Output all the data exactly.

BEGIN THE RECORDS

PR #282, opened 2016-06-22
Remove use of deprecated TextField and Required

davidism:
Change `TextField` to `StringField` and `Required` to `DataRequired`.


davidism:
I think the coverage decrease is just from changing the proportion of testable code.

END THE RECORDS

- **EXERCISE RESULT**
PR #282, opened 2016-06-22
Remove use of deprecated TextField and Required

davidism:
Change `TextField` to `StringField` and `Required` to `DataRequired`.


davidism:
I think the coverage decrease is just from changing the proportion of testable code.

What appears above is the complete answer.